Warren Buffett invests in different types of companies, from banks to tech to food and drinks. But while there may be companies from various sectors in Buffett’s portfolio, they have things in common that make them attractive.
The characteristics that make these stocks stand out in Berkshire Hathaway’s portfolio may also be good things when it comes to investors adding to their personal portfolios.
If you want to grow your wealth, here are some crucial things to help you pick your favorite stocks, according to Buffett’s stock picking.
He uses its products
Buffett is known for being a fan of Coca-Cola (NYSE: KO), not only as a stock but also as a drink. In fact, he once said he drinks five cans of it a day.
Knowing a company’s product because you like it and use it on a regular basis could be a sign of its success as well as your familiarity with the company.
He understands the company
Sometimes, companies may try to get fancy or complicated with what they do or the services they provide. Perhaps it’s just a complicated company.
Do your research to figure out the inner workings of a company and get a better idea of what it does. But if it’s still confusing, it may be a good idea to walk away and invest your cash somewhere else.
It has good profit margins
It doesn’t matter how much a company brings in if it doesn’t make a profit. Spending money to make money and ending up in the red on your balance sheet anyway may be a bad sign.

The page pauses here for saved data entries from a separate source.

PR #21290, opened 2025-03-26
sunray: add meta-package for required packages

cgrzemba:
These are the legacy and 32 bit packages required for SunRay Server Software.

This includes empty packages for the installation, retired package for GDM and Gnome greeter Session as well as 32bit libraries that are required of SRSS tools.

For additional details see https://www.illumos.org/issues/17332


mtelka:
Perfect!  Thanks for starting this work!

Few (unsorted) notes and questions after the quick look:
- Could you please convert dependencies to list of files as much as possible?  For example, when `rpm2cpio` (binary) is needed then there should be something like `depend type=require fmri=__TBD pkg.debug.depend.file=rpm2cpio pkg.debug.depend.path=usr/bin` or `depend type=require fmri=__TBD pkg.debug.depend.file=usr/bin/rpm2cpio` or so, instead of current `depend fmri=package/rpm type=require`.  This will make sure that the right dependency is detected even we would rename `package/rpm` to something else.  This will also prevent problems when we would remove `rpm2cpio` from `package/rpm` (and move it possibly to some other package, or remove it at all).
- The manifest filename should be changed to match the `COMPONENT_NAME` (so `sunray-essential.p5m`).  Similarly I think it would be less confusing if the directory where this lives match the `COMPONENT_NAME`.
- Re fmri: the `consolidation/srss` part sounds a bit strange.
- Re `COMPONENT_CLASSIFICATION`: is it really `Virtualization`?  Similarly `COMPONENT_VERSION`, `COMPONENT_REVISION`, `COMPONENT_PROJECT_URL` needs some love.
- Please include `shared-macros.mk` the same way as other components do.
- Please elaborate more on the `service/network/dhcp` dependency.
- This component should be well and carefully commented so it is crystal clear why every single line needs to be in the manifest.
- For dependencies like `depend fmri=compatibility/packages/SUNWxwplt@0.5.11-2024.0.0.0 type=require`, do we really need to specify the version there?  Will SRSS really refuse to work with older package versions?
- Are packages like `SUNWut` or `SUNWutkio-libs` IPS packages or old SVR4 packages?
- Is `mate_install` really needed?  Is it really _essential_?

Thank you.

cgrzemba:
The component classification is taken over from SRSS packages. Virtualization stands for Desktop Virtualization
The SRSS packages like SUWut are available in both package formats.

For this meta package getting to work the OI repository needs the packages:
- service/network/dhcp (empty)
- consolidation/X/X-incorporation (empty)
- compatibility/packages/SUNWxwplt (empty)

and these in the versions before these was retired 
- system/display-manager/gdm@2.30.7
- gnome/gnome-session@2
- library/desktop/gnome-desktop@2
- gnome/gnome-settings-daemon

the closed bins
- cde/cde-runtime@0.5.11
- library/tooltalk@0.5.11
- library/motif@0.5.11

components/meta-packages/sunray-essential/sunray-essential.p5m
```diff
@@ -0,0 +1,107 @@
...
+
+# SUNWutkio-libs package dependency, empty packages only
+# for satisfy installation requirements
+depend fmri=consolidation/X/X-incorporation type=require
+depend fmri=compatibility/packages/SUNWxwplt type=require
+
+# for Sun JRE
+depend type=require fmri=__TBD pkg.debug.depend.file=usr/lib/libCrun.so.1
+
+# SUNWut configure requirements rpm2cpio, see docs.openindiana.org
```
mtelka: There is nothing about SUNWut nor rpm2cpio at docs.openindiana.org

components/meta-packages/sunray-essential/sunray-essential.p5m
```diff
@@ -0,0 +1,107 @@
...
+# empty package only for satisfy installation requirements
+# SRSS on Solaris uses the old Sun DHCP server but on OI we use ISC-DHCP
+depend fmri=service/network/dhcp type=require
+
+# SUNWutkio-libs package dependency, empty packages only
+# for satisfy installation requirements
+depend fmri=consolidation/X/X-incorporation type=require
+depend fmri=compatibility/packages/SUNWxwplt type=require
+
+# for Sun JRE
```
mtelka: Why is this needed?

components/meta-packages/sunray-essential/sunray-essential.p5m
```diff
@@ -0,0 +1,107 @@
...
+
+# SUNWut configure requirements rpm2cpio, see docs.openindiana.org
+depend type=require fmri=__TBD pkg.debug.depend.file=usr/bin/rpm2cpio
+
+# in OI legacy/retired 64bit packages
+# GDM and Gnome greeter, only gdm-session-worker has to run in 32bit
+#
+# pkg.debug.depend.file does not working yet, there is no appropriate package in the OI repo
+# depend type=require fmri=__TBD pkg.debug.depend.file=usr/sbin/gdm-binary
+depend type=require fmri=system/display-manager/gdm@2.30.7
```
mtelka: Isn't this essentially the same as the dependency on `usr/sbin/gdm-binary` above?

There is no `system/display-manager/gdm` package (it was obsoleted) so how this line is supposed to work?  Similarly for few other packages below.

components/meta-packages/sunray-essential/sunray-essential.p5m
```diff
@@ -0,0 +1,107 @@
...
+depend fmri=gnome/gnome-settings-daemon@2.32.1 type=require
+depend fmri=library/gnome/libgnomekbd@2.91.92 type=require
+
+# 32bit packages
+# only for loginGUI
+depend fmri=cde/cde-runtime@0.5.11 type=require
+depend fmri=library/tooltalk@0.5.11 type=require
+depend fmri=library/motif@0.5.11 type=require
+
+# gdm-session-worker 32bit libraries
```
mtelka: Could you please elaborate what exactly this means?

components/meta-packages/sunray-essential/sunray-essential.p5m
```diff
@@ -0,0 +1,107 @@
...
+depend type=require fmri=__TBD pkg.debug.depend.file=usr/lib/libglib-2.0.so.0
+depend type=require fmri=__TBD pkg.debug.depend.file=usr/lib/mps/libnspr4.so
+depend type=require fmri=__TBD pkg.debug.depend.file=usr/lib/mps/libnss3.so
+depend type=require fmri=__TBD pkg.debug.depend.file=usr/lib/libdbus-glib-1.so.2
+depend type=require fmri=__TBD pkg.debug.depend.file=usr/lib/libdbus-1.so.3
+depend type=require fmri=__TBD pkg.debug.depend.file=usr/lib/libpcre2-8.so.0
+depend type=require fmri=__TBD pkg.debug.depend.file=usr/lib/libffi.so.6
+
+# utaudio 32bit libs
```
mtelka: Could you please elaborate what exactly this means?

components/meta-packages/sunray-essential/sunray-essential.p5m
```diff
@@ -0,0 +1,107 @@
...
+depend type=require fmri=__TBD pkg.debug.depend.file=usr/lib/libmpg123.so.0
+depend type=require fmri=__TBD pkg.debug.depend.file=usr/lib/libFLAC.so.14
+depend type=require fmri=__TBD pkg.debug.depend.file=usr/lib/libsndfile.so.1
+depend type=require fmri=__TBD pkg.debug.depend.file=usr/lib/libSDL2-2.0.so.0
+depend type=require fmri=__TBD pkg.debug.depend.file=usr/lib/libvorbis.so.0
+depend type=require fmri=__TBD pkg.debug.depend.file=usr/lib/libopus.so.0
+depend type=require fmri=__TBD pkg.debug.depend.file=usr/lib/libogg.so.0
+depend type=require fmri=__TBD pkg.debug.depend.file=usr/lib/libmp3lame.so
+
+# uttsc-bin (RDP client)
```
mtelka: Could you please elaborate what exactly this means?

components/meta-packages/sunray-essential/sunray-essential.p5m
```diff
@@ -0,0 +1,107 @@
...
+depend type=require fmri=__TBD pkg.debug.depend.file=usr/lib/libXpm.so.4
+depend type=require fmri=__TBD pkg.debug.depend.file=usr/lib/libz.so.1
+depend type=require fmri=__TBD pkg.debug.depend.file=usr/lib/libpng16.so.16
+depend type=require fmri=__TBD pkg.debug.depend.file=usr/lib/libfontconfig.so.1
+depend type=require fmri=__TBD pkg.debug.depend.file=usr/lib/libfreetype.so.6
+depend type=require fmri=__TBD pkg.debug.depend.file=usr/lib/libbrotlidec.so.1
+depend type=require fmri=__TBD pkg.debug.depend.file=usr/lib/libbz2.so.1
+depend type=require fmri=__TBD pkg.debug.depend.file=usr/lib/libexpat.so.1
+
+# utresexec
```
mtelka: Could you please elaborate what exactly this means?

Maybe these cryptic comments are clear enough for you, but these should be fully understandable for anybody with zero SRSS knowledge.

components/meta-packages/sunray-essential/sunray-essential.p5m
```diff
@@ -0,0 +1,107 @@
...
+depend type=require fmri=__TBD pkg.debug.depend.file=usr/lib/libXss.so.1
+depend type=require fmri=__TBD pkg.debug.depend.file=usr/lib/libsasl.so.1
+
+depend type=require fmri=__TBD pkg.debug.depend.file=usr/lib/liblzma.so.5
```
mtelka: Why is this needed?

mtelka (changes requested):

components/meta-packages/sunray-essential/sunray-essential.p5m
cgrzemba: I will improve this, it is documented here: https://docs.openindiana.org/handbook/sunray/#configure-isc-dhcp

components/meta-packages/sunray-essential/sunray-essential.p5m
cgrzemba: SunRay service auth.utauthd.utaut is a Java application. This uses also native libraries from SRSS.

components/meta-packages/sunray-essential/sunray-essential.p5m
cgrzemba: Sure, I mentioned this in my last PR comment.

components/meta-packages/sunray-essential/sunray-essential.p5m
cgrzemba: These are libraries which are used by gdm-seesion-worker.

components/meta-packages/sunray-essential/sunray-essential.p5m
cgrzemba: These are libraries which are used by utaudio, the SunRay audio driver

components/meta-packages/sunray-essential/sunray-essential.p5m
cgrzemba: These are libraries which are used by uttsc-bin, the SunRay RDP-client

components/meta-packages/sunray-essential/sunray-essential.p5m
cgrzemba: These are libraries which are used by utresexec, an exec wrapper

components/meta-packages/sunray-essential/sunray-essential.p5m
cgrzemba: is not needed, will removed.

cgrzemba:
In https://docs.openindiana.org/handbook/sunray/#configure-isc-dhcp is a script for repackaging an SRSS IPS package for remove the pkg://service/network/dhcp dependency.
It would be possible to extend the script to modify other packages for remove the dependencies for 
pkg://consolidation/X/X-incorporation
pkg://compatibility/packages/SUNWxwplt.
But this extents the package installation effort.

components/meta-packages/sunray-essential/sunray-essential.p5m
```diff
@@ -0,0 +1,111 @@
...
+
+# in OI legacy/retired 64bit packages GDM and Gnome greeter,
+# only gdm-session-worker has to run in 32-bit, it needs SRSS libraries only available in 32-bit
+#
+# pkg.debug.depend.file does not working yet, there is no appropriate package in the OI repo
+# hence the kind of definition with named packages
+#
+depend fmri=pkg:/system/display-manager/gdm-2 type=require
+depend fmri=pkg:/gnome/gnome-session-2 type=require
+depend fmri=pkg:/library/desktop/gnome-desktop-2 type=require
```
mtelka: Why do you need `pkg:/` prefixes here?
Why are these packages needed at all (some good explanation is missing)?

components/meta-packages/sunray-essential/sunray-essential.p5m
mtelka: Please update the comment in the file to contain the answer to my question.  BTW, (almost) all questions asked here should be answered by improving comments.

components/meta-packages/X-incorporation/Makefile
```diff
@@ -0,0 +1,26 @@
+#
```
mtelka: Please do not pollute this PR by incorporating other components than sunray-essential.  Thank you.

PR #22660, opened 2025-07-04
Updates to Emacs package

nealsid:
- Update README to remove out of date information
- Update site-start.el to set variables to GNU variants of several utilities, which should help the out-of-the-box experience by reducing the number of errors to debug due to calling programs with GNU-variant-only switches
- Update .gitignore
- Update duplicate package name in emacs script
- Remove 01-find.patch because the variable is now set in site-start.el


AndWac:
You also need to touch the Makefile otherwise our jenkins wouldn't create a new package with your changes.
When a package needs re-publishing without changing its COMPONENT_VERSION we need to set/increment COMPONENT_REVISION in the Makefile.

nealsid:
> You also need to touch the Makefile otherwise our jenkins wouldn't create a new package with your changes. When a package needs re-publishing without changing its COMPONENT_VERSION we need to set/increment COMPONENT_REVISION in the Makefile.

Done, thanks!

PR #22670, opened 2025-07-06
install-types: add mate support for SPARC

klausz65:


klausz65:
library/desktop/gtk2 needs to be included in core, because otherwise SMF service:
application/desktop-cache/input-method-cache:default fails after installation of minimal installation profile.

PR #22954, opened 2025-07-20
opensmalltalk stack-spur: upgrade to 3566, disable OpenGL support

cstes:
compile with the switch :   --without-gl

upgrade to VMMaker.oscog-eem.3566

should investigate how to reenable OpenGL support in the future (add perhaps in a package or use a mediator)


cstes:
this PR removes the "mesa" dependency (at least for the moment)

also the manifest comments out a transform that I was not happy about:
# <transform file -> add pkg.depend.bypass-generate libGL\.so\.1>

Perhaps the company isn’t being managed well or is simply burning through cash with nothing to show for it. Instead, find reliable investments that are more likely to give you a return on your investment.
Management is trustworthy
There are some shady characters in the financial industry who may not have the best intentions when it comes to managing a company. Or there simply may be incompetent managers.
Learning who is managing a company is an important part of researching an investment.
The price tag is reasonable
Just because a company has a high stock price doesn’t mean it’s a great investment. Check out the stock prices of different companies you may be interested in and see which ones can fit into your portfolio in an affordable way.
For example, Buffett has Apple stock in Berkshire’s portfolio, which is trading at around $150, and Citigroup, trading at around $50. While one may be more than the other in terms of cost, either could be a sensible price tag depending on company fundamentals.
Has great management
You can’t just find lazy ways to boost a bank account, especially if you rely on a lazy manager to run a company. Instead, look for companies that have a great manager in charge of operations.
Perhaps it’s a CEO or an owner who knows the ins and outs of a company and can find different and innovative ways to make a profit. Or a manager who will stick with plans that help a company remain successful.
Doesn't require major ongoing capital investment
A company that has to keep adding to its capital investment may mean that it's not managing its money well.
Companies use capital to invest in things that create value for the business, such as new products. They also need capital to cover day-to-day operations. But if a company needs to raise capital regularly, that may be a concern for investors.
Offers good returns over many years
Buffett first bought Coca-Cola for Berkshire Hathaway’s portfolio in 1988. His first investment in Apple was in 2016, and it currently makes up around an estimated 40% of Berkshire Hathaway’s portfolio.
These are stocks that have given Buffett good returns over the years, which is why he continues to invest and then reinvest in them to keep them in his portfolio.
Products or services are unique
A good company to invest in may be one that provides a special product or service in a unique space without much competition. Standing out compared to other companies is a good way to make money not only for a business but also for shareholders.
Activision Blizzard (NASDAQ: ATVI), for example, is a leader in the video-game sector. In the Berkshire Hathaway portfolio, it provides diversity among energy companies and banks.
It uses economic moats
An “economic moat” is something that keeps a company competitive and makes it stand out against other businesses in a sector. The competitive edge creates a moat to protect the business from outside forces.
Apple, for example, launched the iPad and iPhone as products that could hold their own and be a competitive advantage compared to other companies.
If you’re ready to invest in stocks using Buffett’s crucial things to pick good stocks, choose the best online brokerage or research financial advisors in your area to help you get started.
Buffett became a billionaire by investing in other companies, but he had to choose the right ones. And that requires a lot of hard work.